** Opening INFORMATION SUPPLIED block **
PR #2791, opened 2024-09-11
extend the onboarding struct to make it modular

rewantsoni:
Extend the onboarding struct have clients field nested instead of on the root. This will provide us the option to have onboarding ticket for different roles.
** Closing INFORMATION SUPPLIED block **
All lines in the material are to be returned exactly.

## [WRITTEN SOLUTION]
PR #2791, opened 2024-09-11
extend the onboarding struct to make it modular

rewantsoni:
Extend the onboarding struct have clients field nested instead of on the root. This will provide us the option to have onboarding ticket for different roles.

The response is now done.